>>
PR #1266, opened 2016-03-20
Convenience method Context::CreateObject<T>()

r-ku:
So we can create objects like:

    context_->CreateObject<MyType>()

Just like creating components.


1vanK:
what about SharedPtr(new MyType()) ?

PR #1270, opened 2016-03-21
Removed unnecessary check from Serializable::SaveJSON, closes #1265

### LINKED ISSUE #1265: Serializable::SaveJSON dest.IsNull()
I'm not sure if `if (dest.IsNull())` check is necessary in `bool Serializable::SaveJSON(JSONValue& dest) const`. It could be copied from SaveXML method by mistake. One has to assign a dummy object to the JSONFile root in order to use SaveJSON() method, because it returns false otherwise.
Also possibly code could be changed so that JSONFile acts more similarly to XMLFile, allowing to set the default node name.

rikorin:


cadaver:
Already committed a fix, which also includes similar remove from UnknownComponent.

rikorin:
I did a search, but for some reason missed that one.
<<
# Your goal:
Extract from the data every line where "Serializable" shows up.

# Task result:
Removed unnecessary check from Serializable::SaveJSON, closes #1265
### LINKED ISSUE #1265: Serializable::SaveJSON dest.IsNull()
I'm not sure if `if (dest.IsNull())` check is necessary in `bool Serializable::SaveJSON(JSONValue& dest) const`. It could be copied from SaveXML method by mistake. One has to assign a dummy object to the JSONFile root in order to use SaveJSON() method, because it returns false otherwise.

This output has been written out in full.